PR #9389, opened 2021-06-20
Fix bf500c3: reduce the amount of vars to track by using std::string_view

### LINKED ISSUE #9386: Building on MacOS fails with "bus error: 10"
## Version of OpenTTD
Every commit after bf500c39c9b6c7359204c5454aefa0dc7f51dae5

## Expected result
Being able to compile on MacOS with `RelWithDebInfo`.

## Actual result
Compiling on MacOS fails with "Bus error: 10" when using `RelWithDebInfo`.

## Steps to reproduce
Build on MacOS. Or see our [nightly](https://github.com/OpenTTD/OpenTTD/actions/runs/950837085) .. it fails every night.

TrueBrain:
Fixes #9386.
Alternative to #9390. Closes #9390.

## Motivation / Problem

MacOS said: BOOOO
GCC said: fuck this shit

See #9386 for details and triage. But basically, since we changed a `const char *` into `std::string`, more than one compiler went apeshit on us. I present a (possibly temporary) solution: replace it with `const std::string_view`.

## Description

I do not really know why compilers start to track the `std::string` like this, or let alone why it blows up optimizations (GCC, from what I understand, tracks 50M vars before giving up .. that sounds like an insane alot for the few settings we have). Either way, on a hunch I replaced `std::string` with `const std::string` .. no change. So what about `const std::string_view`? Fixes the issue. Riggghhtttttt....

So to be clear, I have no clue why. I do know it is (most likely) a save operation, as the string itself will be stored in the data-segment, and the `string_view` will be a thin wrapper around that.

Sadly, this means in a few places where we were replacing `const char *` with `std::string`, I revert that situation a bit, as I cheeky use `.data()` to get this compiling again. By default a `std::string_view` cannot be casted to a `std::string`. But I mostly think this indicates places where we should change the `std::string` to `std::string_view`  instead of the other way around. Either way, I pushed this outside the scope of this PR, to keep this "fix" to its core element.

The commit message:
```
GCC complaints with:
  note: variable tracking size limit exceeded with -fvar-tracking-assignments, retrying without

clang on MacOS just crashes (with bus error 10, read: out of memory).

This started to happen after introducing std::string to each setting.
As these are static strings that never change, there is no need to
use std::string. Instead, we can use std::string_view for this. This
seems to make both compilers really happy (as they basically still
only store a "const char *" as it was before this commit).
```

## Limitations

- I have 0 clues why this fixes the issue, or why the original code was an issue in the first place. This by no means tells us the root-problem. It just seems to fix the issue so everything is happy again. Any insights to what is going on here exactly would be greatly appreciated.

## Checklist for review

### DIFF
--- a/src/script/api/script_gamesettings.cpp
+++ b/src/script/api/script_gamesettings.cpp
@@ -37,7 +37,7 @@
 
 	if ((sd->flags & SF_NO_NETWORK_SYNC) != 0) return false;
 
-	return ScriptObject::DoCommand(0, 0, value, CMD_CHANGE_SETTING, sd->name.c_str());
+	return ScriptObject::DoCommand(0, 0, value, CMD_CHANGE_SETTING, sd->name.data());
 }
 
 /* static */ bool ScriptGameSettings::IsDisabledVehicleType(ScriptVehicle::VehicleType vehicle_type)
--- a/src/settings.cpp
+++ b/src/settings.cpp
@@ -318,13 +318,13 @@ size_t IntSettingDesc::ParseValue(const char *str) const
 	if (end == str) {
 		ErrorMessageData msg(STR_CONFIG_ERROR, STR_CONFIG_ERROR_INVALID_VALUE);
 		msg.SetDParamStr(0, str);
-		msg.SetDParamStr(1, this->name);
+		msg.SetDParamStr(1, this->name.data());
 		_settings_error_list.push_back(msg);
 		return this->def;
 	}
 	if (*end != '\0') {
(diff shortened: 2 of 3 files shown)


TrueBrain:
On request tested to keep `name` a `std::string` but change the parameter type to `std::string_view`. That doesn't do enough to resolve the issue. The `name` has to become `std::string_view` before the problem is resolved.

TrueBrain:
This is not the core issue, just a way to make it hide again. Let's not go for this solution, but try to find a proper solution.

PR #9395, opened 2021-06-23
Change #9188: Netsave now behaves like autosave

Taschi120:

PR #9397, opened 2021-06-24
Feature: Persistant rotation of numbered autosave after restart

### LINKED ISSUE #9396: Rotation of numbered autosaves is confusing
## Version of OpenTTD
master, revision 37116a7, any OS

## Expected result
When the game makes a new autosave, it should
a) check if there is a free "autosave slot" and use it
b) if no autosave slots are free, overwrite the oldest autosave

## Actual result
The first autosave after starting OpenTTD will always be called "autosave0", followed by "autosave1" and so on. When exiting and restarting OpenTTD, the next autosave will again be called "autosave0" because the counter resets.

In some cases, this might end up actually overwriting the *newest* autosave first, which is highly unintuitive and unexpected.

## Steps to reproduce
Start the executable, start a new game, fast-forward until it has created a couple of autosaves. Exit & restart the executable, start a new game, fast-forward until a new autosave is created. Check file creation dates in the autosave folder.

Note that the "keep_all_autosave" settings has to be "false", which it is by default.

glx22:
Fixes #9396

## Motivation / Problem
Autosave numbering always starts from 0 when OpenTTD is started.

## Description
Retrieve the number of the most recent autosave and use it as a base for the next one.

## Limitations
If more than one OpenTTD instance is running, and if they share the same `autosave` directory, they will still overwrite each other savegames.

## Checklist for review

### DIFF
--- a/src/fios.cpp
+++ b/src/fios.cpp
@@ -22,6 +22,7 @@
 #include <sys/stat.h>
 #include <functional>
 #include <optional>
+#include <charconv>
 
 #ifndef _WIN32
 # include <unistd.h>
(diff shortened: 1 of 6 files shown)


Taschi120:
Note that this PR and PR #9395 have conflicts.

src/fios.cpp
```diff
@@ -745,3 +746,49 @@ void ScanScenarios()
...
+	/* Find the number for the most recent save, if any. */
+	if (list.begin() != list.end()) {
+		SortingBits order = _savegame_sort_order;
+		_savegame_sort_order = SORT_BY_DATE | SORT_DESCENDING;
+		std::sort(list.begin(), list.end());
+		_savegame_sort_order = order;
+
+		std::string_view name = list.begin()->title;
+		std::from_chars(name.data() + this->prefix.size(), name.data() + name.size(), this->number);
+	}
```
TrueBrain, line 784: This is a lot of code for in a ctor. Somehow that triggers me. But I do not have any argument for it :P So it might be bullocks. Opinions? :D

Taschi120: Well, the thing has to be initialized *somewhere* and where else should it be, if not in the constructor? And the code seems fairly specific to this one particular problem, so it's not like refactoring anything into separate functions would have much of an advantage.

src/fios.cpp
```diff
@@ -745,3 +746,49 @@ void ScanScenarios()
...
+{
+	static std::string _prefix;
+	static std::optional<std::string> _autosave_path;
+	if (!_autosave_path) _autosave_path = FioFindDirectory(AUTOSAVE_DIR);
+
+	/* Callback for FiosFileScanner. */
+	static fios_getlist_callback_proc *proc = [](SaveLoadOperation fop, const std::string &file, const char *ext, char *title, const char *last) {
+		if (strcasecmp(ext, ".sav") == 0 && StrStartsWith(file, _prefix)) return FIOS_TYPE_FILE;
+		return FIOS_TYPE_INVALID;
+	};
```
TrueBrain, line 765: Suggestions to make it a bit more clear what `_prefix` is doing and that it is static:

```
	static std::optional<std::string> _autosave_path;
	if (!_autosave_path) _autosave_path = FioFindDirectory(AUTOSAVE_DIR);

	static std::string _prefix; ///< Static as the lambda needs access to it.

	/* Callback for FiosFileScanner. */
	static fios_getlist_callback_proc *proc = [](SaveLoadOperation fop, const std::string &file, const char *ext, char *title, const char *last) {
		if (strcasecmp(ext, ".sav") == 0 && StrStartsWith(file, _prefix)) return FIOS_TYPE_FILE;
		return FIOS_TYPE_INVALID;
	};

	/* Prefix to check in the callback. */
	_prefix = *_autosave_path + this->prefix;
```

? Dunno :)

glx22:
Function names are not the best.

TrueBrain (approved):

PR #9398, opened 2021-06-24
Fix: [Squirrel] Enforce comma usage in function calls

glx22:
## Motivation / Problem
Squirrel errors for `call(a, b, c,)` with `expression expected, found ')'`, but accepts `call(a b c)`.
I think it's inconsistent, and it should enforce `,` usage.

## Description
Added a check to enforce `,` in function calls. And found 2 missing ones in regression test :)

I tried to respect Squirrel coding style.

## Limitations
Existing AIs may fail to compile if they miss some `,` in function calls.

## Checklist for review

### DIFF
--- a/regression/regression/main.nut
+++ b/regression/regression/main.nut
@@ -1702,9 +1702,9 @@ function Regression::Vehicle()
 	print("  GetWagonAge():        " + AIVehicle.GetWagonAge(17, 0));
 	print("  GetWagonEngineType(): " + AIVehicle.GetWagonEngineType(17, 1));
 	print("  GetWagonAge():        " + AIVehicle.GetWagonAge(17, 1));
-	print("  GetWagonEngineType(): " + AIVehicle.GetWagonEngineType(17 2));
+	print("  GetWagonEngineType(): " + AIVehicle.GetWagonEngineType(17, 2));
 	print("  GetWagonAge():        " + AIVehicle.GetWagonAge(17, 2));
-	print("  GetWagonEngineType(): " + AIVehicle.GetWagonEngineType(17 3));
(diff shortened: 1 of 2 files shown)


TrueBrain:
For all the logical reasons this sounds like an extremely bad idea without implementing some versioning / compatibility system :p

LordAro:
Agreed with TB - breaking existing AIs isn't worth it. They're broken enough as it is ;)

Might be worth documenting somewhere though...

TrueBrain:
Or make it a developer warning in case it is by accident :)

glx22:
Indeed compatibility is the biggest issue. And limiting the extra check to >1.12 is quite impossible.

TrueBrain:
Each AI tells his compatibility version, so possible it is for sure. The question is, is it worth all that code to basically just scratch an itch you are having ;)

Personally, but this is just my opinion, I agree with LordAro: we should just document this behaviour and leave it for what it is. And documenting it on the wiki alone would be sufficient for me.

glx22:
I know API version is in `ScriptInstance`, but it's not accessible from `SQCompiler` (without changing stuff only for that), then comparing versions needs extra work because it's a string, not a number.

So I agree, it's probably better to discard this PR.

rubidium42:
Would it be feasible to make it a warning? I'm not sure whether there's infrastructure for that in the code, but it would at least nudge script developers to not add new cases.

TrueBrain:
Friendly poke, is a warning possible? Or should we close this PR?

glx22:
There's no warning support in `SQCompiler` and errors are handed via exceptions.
So adding warning support just for one use is probably too much work.
Let's just close the PR.

PR #7922, opened 2020-01-09
Improved logic of sharing industry production between stations

ldpl:
Since the dawn of time Industries in TTD only share cargo between two stations max. This behavior doesn't seem to be based on any logic and leads to some issues in mp as it can be easily abused. 

So this patch:
1. Removes the limit of 2 stations.
2. Shares cargo between companies first and then between stations of each company separately to prevent exploiting it by spaming station.

Shares are still based on station rating like it was before and, in fact, this patch doesn't change behaviour at all if there are less than 3 stations around (except for negligible rounding losses).

I didn't add a new setting for this change as IMO it only fixes exploits/limitations and doesn't change the gameplay logic. So I can't imagine why would anyone ever want to opt-out of it.

PR #9405, opened 2021-06-29
Reduce allocations in string handling

fsimonis:
## Motivation / Problem

I often use OpenTTD to get accustomed with new tools. This time I used heaptrack to analyse and locate allocations in the code.

There are some places in string handling that reallocate temporary char buffers per call. As OpenTTD has to format quite a few strings per frame, this accumulates quickly.

## Description

_edit: skip this part_

> Proxy functions often follow this pattern:
> 1. Allocate char buffer
> 2. Populate char buffer with a string
> 3. Process the string
> I marked these buffers as static to prevent unnecessary allocations. The content will simply be overwritten by the population function.

Next is the `FormatString` function. Currently, this function uses a stack to keep track of the remaining string.
This is not necessary as this stack can never reach 2 values. (Correct me if I am wrong.) Hence using a pointer suffices and prevents allocations altogether.

I used the first 30s of [this savegame](https://www.tt-forums.net/viewtopic.php?f=60&t=49307) to analyse the differences. I am using the sdl(_opengl) drivers.
The overall temporary allocations are down by ~90% and FormatString now doesn't allocate at all.
`ViewportDrawStrings` + Callers is now responsible for 26% of total temporary allocation (48k), which was 67% (413k).

Temp allocation hotspots after this PR are:
* `Layouter::GetCachedParagraphLayout` ~ 25%
* `ViewportSortParentSpritesSSE41`~ 34%
Main allocation hotspot is `ViewportSortParentSpritesSSE41` with ~85% of all allocations.

I am not sure how much this translates to FPS improvement. The 512 samples are not capable of smoothening out the frame time jitter on my dev system. Maybe a reviewer can give this a try.

## Limitations

_none_

## Checklist for review

### DIFF
--- a/src/strings.cpp
+++ b/src/strings.cpp
@@ -800,15 +800,14 @@ static char *FormatString(char *buff, const char *str_arg, StringParameters *arg
 	WChar b = '\0';
 	uint next_substr_case_index = 0;
 	char *buf_start = buff;
-	std::stack<const char *, std::vector<const char *>> str_stack;
-	str_stack.push(str_arg);
+	const char * next_str_arg = str_arg;
 
 	for (;;) {
-		while (!str_stack.empty() && (b = Utf8Consume(&str_stack.top())) == '\0') {
-			str_stack.pop();
+		if (next_str_arg != nullptr && (b = Utf8Consume(next_str_arg)) == '\0') {
+			next_str_arg = nullptr;
 		}
-		if (str_stack.empty()) break;
-		const char *&str = str_stack.top();
+		if (next_str_arg == nullptr) break;
+		const char *str = next_str_arg;
 
 		if (SCC_NEWGRF_FIRST <= b && b <= SCC_NEWGRF_LAST) {
 			/* We need to pass some stuff as it might be modified; oh boy. */
@@ -915,13 +914,13 @@ static char *FormatString(char *buff, const char *str_arg, StringParameters *arg
 
 			case SCC_NEWGRF_STRINL: {
 				StringID substr = Utf8Consume(&str);
-				str_stack.push(GetStringPtr(substr));
+				next_str_arg = GetStringPtr(substr);
 				break;
 			}
 
 			case SCC_NEWGRF_PRINT_WORD_STRING_ID: {
 				StringID substr = args->GetInt32(SCC_NEWGRF_PRINT_WORD_STRING_ID);
-				str_stack.push(GetStringPtr(substr));
+				next_str_arg = GetStringPtr(substr);
 				case_index = next_substr_case_index;
 				next_substr_case_index = 0;
 				break;


LordAro:
Intriguing! My immediate thought - will making those string buffers `static` break thread safety?

TrueBrain:
Hihi, using OpenTTD as a benchmark application .. things I never expected people to do :D Nice!

Question for you: I do not fully understand why that tool considers a stack variable "an allocation"; as that shouldn't be an allocation at all. At least, from what I see in the assembly code, these `buffer`s don't end up on the heap, but stay on the stack. So the stack is just increased with, in this case, 2048, and the `buffer` sits there on the stack. That is not an "allocation" in the classical sense, as it doesn't happen on the heap.

So I wonder if that tool sees something I am not seeing (very much possible :D), or if some compilers with some optimization settings move the `buffer` to the heap or something? Do you have more detail about what is going on exactly here? I am really curious if it is really on the heap what is going on, as that is not something I would expect to happen here :D

Any insights would be appreciated :)

PS: btw, not saying it is such a great idea to have such large variables on the stack, but that is not the subject of this PR :D

fsimonis:
> Intriguing! My immediate thought - will making those string buffers static break thread safety?

Are there multiple drawing threads? If that is the case, then yes.

> Question for you: I do not fully understand why that tool considers a stack variable "an allocation"; as that shouldn't be an allocation at all. At least, from what I see in the assembly code, these buffers don't end up on the heap, but stay on the stack. So the stack is just increased with, in this case, 2048, and the buffer sits there on the stack. That is not an "allocation" in the classical sense, as it doesn't happen on the heap.

This made me scratch my head at first, but could remember some similar situation I once ran into.
_edit: This is in fact another issue._

> These buffers are in fact allocated on the heap because of this:
> https://github.com/OpenTTD/OpenTTD/blob/98e653dacc98d308e440503c9cf9bba01933d1b4/src/gfx_func.h#L85
> 
> `DRAW_STRING_BUFFER` is in fact not a compile time constant. There is a gcc extension that allows to use this syntax also with runtime values which allocates the buffer on the heap instead.
> So it would actually be very interresting to turn the constant into a compile-time constant and see how this perfoms:
> ```diff
> -static const int DRAW_STRING_BUFFER = 2048;
> +constexpr int DRAW_STRING_BUFFER = 2048;
> ```
> 
> One can disallow compiler extensions in CMake using [CXX_EXTENSIONS](https://cmake.org/cmake/help/latest/prop_tgt/CXX_EXTENSIONS.html#prop_tgt:CXX_EXTENSIONS).

vituscze:
`DRAW_STRING_BUFFER` is a constant-expression as far as C++ is concerned. In fact, you can even do:
```cpp
constexpr int x = DRAW_STRING_BUFFER;
```

Using `static const int` as array size produces the usual stack "allocation" in both gcc and clang: subtracting and then adding a fixed number to the stack pointer.

fsimonis:
@vituscze Hi, I did some more digging regarding this and in fact you are right. Thanks for pointing that out!

I also checked the output from heaptrack again and the buffers are in fact not allocated on the heap. I simply misread the information presented by it. Part of getting used to a new tool, I guess.

@LordAro I removed the commit making the buffers static, so no worries about thread safety there.

The allocation reduction stays identical though, so the rest of the claims remain valid.

ldpl:
> Next is the `FormatString` function. Currently, this function uses a stack to keep track of the remaining string.
> This is not necessary as this stack can never reach 2 values. (Correct me if I am wrong.) 

Doesn't look that way to me. Have you tested with something that actually uses SCC_NEWGRF_STRINL or SCC_NEWGRF_PRINT_WORD_STRING_ID? No idea what uses it though but to me it looks like it should break with this patch as it will throw away any leftover symbols after encountering those string codes.

What can probably be done though is postponing stack/vector allocation until it's actually required like how I did it in #7922

fsimonis:
@ldpl Hmm, right.

One could also get rid of the stack by rewriting the function so that it operates on a single formatting string and recursively calls itself for these formatting codes. This makes the code cleaner, reduces the allocations and remains backwards compatible.
I'll look into that.

fsimonis:
Will close this PR. The required refactoring won't have a lot to do with this.

PR #9017, opened 2021-04-11
Feature: play easier together with friends from behind home routers

TrueBrain:
Integrated #9234. Closes #9234.

~Test binaries can be found here: https://www.openttd.org/downloads/openttd-branches/pr9017/latest.html
See below how to help out testing.~

~If you build yourself, make sure to name your branch "pr9017". Otherwise your revision will not match anyone using the binaries above.~

**!!NOTE!!** Currently the Game Coordinator is not working with this PR, while I rebuild this PR from the ground up. See https://gist.github.com/TrueBrain/75c016cdb90efa18cb79f3f6bae9af25 for details.

## Motivation / Problem

Currently, to host a network server you really need to know a few things about routers and networking. This is way to advanced for the average Joe, and this becomes very clear when looking at Steam Discussions.
For Rich Presence (Discord, Steam, ..) we need "invite codes" so people can join each others game.

So, can we do this? I wrote a gist to explain the process of getting to this PR: https://gist.github.com/TrueBrain/f5685dc0fdbd012aac48ea2a36158198

But in case you are not into reading, let me summarize:

- Every invite-only / public server creates a persistent TCP connection to a Game Coordinator (replacing the master-server)
- Every server gets assigned an unique "join key" (called an "invite code" in the UI)
- Server listing returns only the "join key" of a server
- A client can join any server based on this "join key" (without even knowing the IP of the server), either via listing or directly inputting it
- The Game Coordinator will try to connect the server and client. It tries 3 methods: direct connect, STUN, and if all fails, TURN (see gists for details)

There are now three kind of servers:
- Local servers: do not connect to the Game Coordinator. "Search LAN" does work for these servers, as do people with the public IP and if port-forwarding is setup correctly. Just the old "non-advertised" servers.
- Invite-only servers: the owner of the server needs to give the invite-code to someone before he can join.
- Public servers are the old advertised servers.

## Description

See the individual commits and the gist above. Not much more to add.

## Limitations

- Server info is delayed by 30s (by design). You can refresh individual servers if you want up-to-date information.

## Testing

If you want to help out testing, great!

- Start the client by downloading it here: https://www.openttd.org/downloads/openttd-branches/pr9017/latest.html (or build it yourself, make sure you name your branch `pr9017`!)
- Start a server, make it public or invite-only
- Ask someone to join your server

Notice how you didn't have to setup firewalls, port-forwarding, etc?

Let me know if you find any problems, etc.

## Checklist for review

[...]

PR #9406, opened 2021-06-29
Change: [strgen] 'warnings' for translations are now 'infos' unless invoked with -w or -t

glx22:
## Motivation / Problem
A change in gcc-problem-matcher made it pickup strgen warnings for translations. These are usually handled by eints later.

## Description
Use `info` for translation warnings, unless `-w` or `-t` switches are used.
This is done by abusing `_show_todo`.
Tested on #9017 (see output [here](https://github.com/glx22/OpenTTD/runs/2944908462?check_suite_focus=true)).
I also tested locally to be sure `english.txt` still always generate `warning` and not `info`.

## Checklist for review

### DIFF
--- a/src/strgen/strgen.cpp
+++ b/src/strgen/strgen.cpp
@@ -46,7 +46,11 @@ void CDECL strgen_warning(const char *s, ...)
 	va_start(va, s);
 	vseprintf(buf, lastof(buf), s, va);
 	va_end(va);
-	fprintf(stderr, LINE_NUM_FMT("warning"), _file, _cur_line, buf);
+	if (_show_todo > 0) {
+		fprintf(stderr, LINE_NUM_FMT("warning"), _file, _cur_line, buf);
+	} else {
+		fprintf(stderr, LINE_NUM_FMT("info"), _file, _cur_line, buf);
+	}
 	_warnings++;
 }
 
--- a/src/strgen/strgen_base.cpp
+++ b/src/strgen/strgen_base.cpp
@@ -818,8 +818,12 @@ void StringReader::ParseFile()
 	char buf[2048];
 	_warnings = _errors = 0;
 
-	_translation = this->master || this->translation;
+	_translation = this->translation;
 	_file = this->file;
+
+	/* Abusing _show_todo to replace "warning" with "info" for translations. */
+	_show_todo &= 3;
+	if (!this->translation) _show_todo |= 4;
 
 	/* For each new file we parse, reset the genders, and language codes. */
 	MemSetT(&_lang, 0);


src/strgen/strgen.cpp
```diff
@@ -46,7 +46,11 @@ void CDECL strgen_warning(const char *s, ...)
 	va_start(va, s);
 	vseprintf(buf, lastof(buf), s, va);
 	va_end(va);
-	fprintf(stderr, LINE_NUM_FMT("warning"), _file, _cur_line, buf);
+	if (_show_todo > 0) {
+		fprintf(stderr, LINE_NUM_FMT("warning"), _file, _cur_line, buf);
+	} else {
+		fprintf(stderr, LINE_NUM_FMT("info"), _file, _cur_line, buf);
+	}
```
TrueBrain, line 53: why would the classification change depending on a setting? I am not sure I follow that logic. For who will it become a warning that doesn't think info is what he is looking for?

TrueBrain (commented):
This commit message is way to specific :P It is okay to use extra lines in the commit message, like:

```
Change: [strgen] Change warnings for translations into infos

Unless invoked with -w ("show warnings") or -t ("show todos")

Eints normally fixes the warnings after a Pull Request, so it is not
really useful information for the developer to see as a warning.
```

At least, I am guessing that is what -w and -t do, please feel free to correct where needed :P

src/strgen/strgen.cpp
glx22: I'm not sure to fully understand your question.
`-t` sets bit 0 of `_show_todo`, `-w` sets bit 1, and now english.txt sets bit 2.
So if any bit is set it's a warning, else it's an info.

TrueBrain: No, I am wondering why this if-statement exists in the first place. Why would it be a "warning" in some cases, and "info" in others. That always feels a bit weird, and often tells there is something else being a bit off. I haven't checked how other places do it. I just don't get why the log-level would change depending on `-t` for example.

TrueBrain: Okay, a bit closer look, I do not think this is the right approach. There are plenty of warnings that really are warnings, and never infos. Like invalid UTF-8, for example. What if we just add a new command like `strgen_translation_warning`, in that case I could understand this if-statement a lot more :)

Edit: or better yet, just don't output anything if `-w` and `-t` aren't set for translation errors? :D

TrueBrain (approved):

src/strgen/strgen.cpp
TrueBrain: Nevermind all this, it is already messy as fuck. So it is not fair to ask from you to fix "everything" just to fix a bug :P So lets just do this.

PR #9408, opened 2021-07-03
Codechange: replace InjectDParam/ShiftParameters

rubidium42:
## Motivation / Problem

ShiftParameters, and due to that InjectDParam use MemMoveT to move the parameters around. Since this only updates the parameters, but not the types associated with the parameters it cannot be used when types are used.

* * * * * * * * *

WHAT YOU WILL DO:
The lines above from the one containing "--- a/src/fios.cpp" through the one containing "TrueBrain, line 784: This" are to be set down exactly, and no others.

WRITTEN ANSWER:
--- a/src/fios.cpp
+++ b/src/fios.cpp
@@ -22,6 +22,7 @@
 #include <sys/stat.h>
 #include <functional>
 #include <optional>
+#include <charconv>
 
 #ifndef _WIN32
 # include <unistd.h>
(diff shortened: 1 of 6 files shown)


Taschi120:
Note that this PR and PR #9395 have conflicts.

src/fios.cpp
```diff
@@ -745,3 +746,49 @@ void ScanScenarios()
...
+	/* Find the number for the most recent save, if any. */
+	if (list.begin() != list.end()) {
+		SortingBits order = _savegame_sort_order;
+		_savegame_sort_order = SORT_BY_DATE | SORT_DESCENDING;
+		std::sort(list.begin(), list.end());
+		_savegame_sort_order = order;
+
+		std::string_view name = list.begin()->title;
+		std::from_chars(name.data() + this->prefix.size(), name.data() + name.size(), this->number);
+	}
```
TrueBrain, line 784: This is a lot of code for in a ctor. Somehow that triggers me. But I do not have any argument for it :P So it might be bullocks. Opinions? :D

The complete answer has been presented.